Not the 1200, but I love my 1500 PA. It was my first DOXA. Got a Poseidon on the way when they finish them.

I say go for it.










Sent from my iPhone using Tapatalk


----------



## Hands90 (Jun 8, 2015)

Skyline370GT said:


> Not the 1200, but I love my 1500 PA. It was my first DOXA. Got a Poseidon on the way when they finish them.
> 
> I say go for it.
> Sent from my iPhone using Tapatalk


I'd buy it with the band even though I don't like it. 
I'm afraid if I don't buy it and decide later I won't be able to find one.


----------



## franco60 (Jul 23, 2013)

I just traded for the first run 1200T and love it. Just got back from Costa Rica diving, so here's a few wrist shots. Wore it on non-Doxa rubber while there, but have one shot on bracelet. Personally, I prefer the 42.7mm case size of the 1200T. Also, turquoise is my favorite color, but this is a tool diver-1200M/4000 ft. rated. No weenie and definitely not a fashion piece.









Sent from my iPhone using Tapatalk


----------



## Hands90 (Jun 8, 2015)

franco60 said:


> I just traded for the first run 1200T and love it. Just got back from Costa Rica diving, so here's a few wrist shots. Wore it on non-Doxa rubber while there, but have one shot on bracelet. Personally, I prefer the 42.7mm case size of the 1200T. Also, turquoise is my favorite color, but this is a tool diver-1200M/4000 ft. rated. No weenie and definitely not a fashion piece.
> Sent from my iPhone using Tapatalk


I'm a fan of the black strap and THANK YOU for the photo! 
It's really nice to have some reference photos to look at.

I'd like to buy a black rubber strap but I'm still conflicted about the turquoise strap. 
It is a serious dive watch.


----------



## E8ArmyDiver (Aug 7, 2009)

I'm a big fan of the PA but sadly I am to poor to own 3 & am searching for a Pro now while awaiting the Divingstar...


----------



## Horological-psychologist (Apr 26, 2006)

I think that the Project Aware has been overshadowed with the new Poseidon and the black lung.


----------



## rhaykal (Feb 10, 2014)

I love and want the 1200t PA. But the Poseidon took priority. Hopefully by the end of the summer they'll still be hanging around and I'll pull the trigger on one


----------



## Hands90 (Jun 8, 2015)

Horological-psychologist said:


> I think that the Project Aware has been overshadowed with the new Poseidon and the black lung.

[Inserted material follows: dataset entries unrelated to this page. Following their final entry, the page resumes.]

PR #272, opened 2021-01-11
cli: emit a warning guessing command to correct mistake

Ptival:
When one passes the wrong file to the command-line argument, we get a pretty
elaborate error message.  This adds a one-line warning suggesting a command
that would likely work given the fields in the input file.

That is, if the fields in the input file correspond to fields we expect in some
known command, this suggests the user to try that command instead.

image

### DIFF
--- a/cli/bin/rack
+++ b/cli/bin/rack
@@ -24,6 +24,7 @@ import yaml
 from jsonschema import ValidationError
 
 from rack import CustomFormatter, get_argument_parser
+from rack import cliMethod, CLIMethod, INGEST_CSV_CONFIG_SCHEMA, INGEST_OWL_CONFIG_SCHEMA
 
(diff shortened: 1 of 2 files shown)


glguy (approved):
This is a great idea. Is it possible that the user would have been running the suggested command already but still generate this suggestion due to a different validation error?

Ptival:
Indeed I think it may be possible (though likely quite rare).

It's possible to check, though it is slightly awkward, since there is currently no "state" keeping track of what command was issued (the parser merely dispatches to the appropriate handler), so I think we'd end up wanting some sort of global state since the information needs to survive the exception?

What do you think?

Ptival:
Now recording which CLI method was called upon dispatch, and checking that the user did not use the recommended command before issuing the warning.

PR #278, opened 2021-01-16
Load all of our process documents into separate data graphs

glguy:
This pull request pull in all of our process documents but into separately named graphs. It them specifically pulls in the DO-178C graph when importing the Turnstile example.


Ptival (commented):
@glguy is it expected that the `SadlBaseModel.owl` and `SadlListModel.owl` files are included in this PR?

The rest looks good to me!

PR #279, opened 2021-01-21
updated names of all returned results so that they follow a convention

### LINKED ISSUE #270: Update nodegroup queries so that they match the ontology/CDR.
See for example the "query Hazard Structure" in the nodegroup.

kityansiu:
This resolves #270.


glguy:
5 of these nodegroups generated errors when I tried to query with them:

- query Interface structure
- query Hazard structure
- query System Structure
- query Requirements with failed test result
- query Requirements without passed test

I'm going to take a look next to see what went wrong.

glguy:
To get those 5 queries to work I had to open them in SemTK and re-save them (without any modification). I don't know why though.

kityansiu:
I did not test with cli, so it's a good thing you ran into this. When you re-saved those 5 nodegroups, were there any differences in the .json files?

glguy:
> I did not test with cli, so it's a good thing you ran into this. When you re-saved those 5 nodegroups, were there any differences in the .json files?

They were quite different, actually, as far as things coming out in much different orders. It makes me wonder if we're using different versions of SemTK. If you want I can resave those and push that change to this PR.

cuddihyge:
I would be happy to review the before/after and make sure nothing too fishy is going on.

There has been a new version of semtk.  And there will be one next week also.  The nodegroup files haven't changed though.   It is possible that a little bit of reconciliation against the model occurs when you load it, but it isn't entirely clear to me what happened.

kityansiu:
> 
> 
> > I did not test with cli, so it's a good thing you ran into this. When you re-saved those 5 nodegroups, were there any differences in the .json files?
> 
> They were quite different, actually, as far as things coming out in much different orders. It makes me wonder if we're using different versions of SemTK. If you want I can resave those and push that change to this PR.

Yes, you're right about the order being quite different. When I was updating all of the query nodegroups, I noticed the difference in order. So what I did was manually edit the last GitHub versions in the places I knew where the header names were defined. I tested all the updated .json files in SPARQLgraph. Something else must be different that I didn't manually edit.

This brings up a question. Should we overwrite all the query nodegroup .json files, and lose the ability see the diff between this version and last because the ordering will be all different?

glguy:
It looks like this is the relevant portion.

```diff
--- /dev/fd/11	2021-01-22 14:21:51.000000000 -0800
+++ /dev/fd/12	2021-01-22 14:21:51.000000000 -0800
@@ -42,11 +42,7 @@
   "sNodeGroup": {
     "limit": 0,
     "offset": 0,
-    "orderBy": [
-      {
-        "sparqlID": "?hazard"
-      }
-    ],
+    "orderBy": [],
```

glguy (approved):
I've removed the troublesome orderBy clause and now these queries work from CLI

AbhaMoitra:
I am a bit confused. Do we know why we had a "orderBy" that needed to be dropped. I thought @kityansiu had hand edited to just change the headers. 

Also, I tried running "query Requirements with failed test result.json" but when I tried loading it, I got the following error.

image

I am running RACK v4.1 without the updated SemTK.

kityansiu:
> 
> 
> I am a bit confused. Do we know why we had a "orderBy" that needed to be dropped. I thought @kityansiu had hand edited to just change the headers.
> 
> Also, I tried running "query Requirements with failed test result.json" but when I tried loading it, I got the following error.
> 
> image
> 
> I am running RACK v4.1 without the updated SemTK.

@AbhaMoitra, test with the dev version of RACK. The error you're seeing is because of range tightening from the ontology review. (Was also commented on in #280.) So when merged into the Master, these query nodegroups should work with the dev.

cuddihyge:
If you are troubleshooting, please note that there is an outside chance that a multiple failure occurred including two properties in the model with the same name on the same class, and a SemTK bug that didn't handle it.   This MIGHT or MIGHT NOT contribute.

In any event we are pushing a semtk release 20210125.  Please wait for that one and let's make sure we're on the same version before we dive into this.

glguy:
> I am a bit confused. Do we know why we had a "orderBy" that needed to be dropped. I thought @kityansiu had hand edited to just change the headers.

I don't know why this change was needed; it's just the change that happened when I saved the nodegroup using SemTK.

cuddihyge:
Note that semtk release v2.0.3-20210125 is now built, and it **should** be automatically downloaded into the latest RACK docker.

@kityansiu I would like to try to reproduce the disappearing "ORDER BY" phenomenon.

kityansiu:
> 
> @kityansiu I would like to try to reproduce the disappearing "ORDER BY" phenomenon.

@cuddihyge, here's an example of this phenomenon. In your last commit [8abdf1f](https://github.com/ge-high-assurance/RACK/pull/279/commits/8abdf1f95fedc7c8beed5198f26cd5c524a7fac6), see how the original file, line 57, had an empty clause in orderBy. The updated file, line 367, has orderBy filled in. Do you recognize this as a SemTK change? If it is, perhaps 
@glguy, the CLI needs to be updated?

AbhaMoitra:
Update on what I ran. I am using the dev version of RACK and 2 of the 3 queries run fine. The third one - "query Requirements without passes test.json" is to be run with the new semtk release which I do not have currently.

AbhaMoitra:
I ran all 3 queries on the updated RACK/SemTk of 1/25 or 1/26 and there were no errors but the union query did not return any results. I added this info to #280 as well.

AbhaMoitra (approved):

AbhaMoitra:
With the dev build of 1/28, all 3 queries ran fine.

Interesting. I'd like to buy a Poseidon instead of an Aware but that's not going to happen. I'm happy enough to find a black lung


----------



## Horological-psychologist (Apr 26, 2006)

Hands90 said:


> Interesting. I'd like to buy a Poseidon instead of an Aware but that's not going to happen. I'm happy enough to find a black lung


Well, you'd be surprised at how many people will sell their LNIB Poseidon once they've handled it for a few days or weeks. Also, up until very recently you could still get a Like New Black Lung. However, I have a Project Aware and, to me, they are all very good looking pieces.

Sent from my LG-TP260 using Tapatalk


----------



## E8ArmyDiver (Aug 7, 2009)

Horological-psychologist said:


> Well, you'd be surprised at how many people will sell their LNIB Poseidon once they've handled it for a few days or weeks. Also, up until very recently you could still get a Like New Black Lung. However, I have a Project Aware and, to me, they are all very good looking pieces.
> 
> Sent from my LG-TP260 using Tapatalk


I imagine they will be priced closer to MSRP than the PreOrder price though..


----------



## Goblin77 (Sep 7, 2016)

Hello to all of you doxa guys,

the new project aware makes me addicted to search the complete www for real life pictures.

I'm hardly asking to sell my well-loved Oris 65, as I caught me thinking sometimes, that it is to dressy. The much as I love my Oris, I'm scared it could get hurt, and this is not a feeling I want to have wearing my watch.

Unfortunatelly the moment is not really good for me to purchase another watch - but I figure out, the turciose doxa will be sold out soon.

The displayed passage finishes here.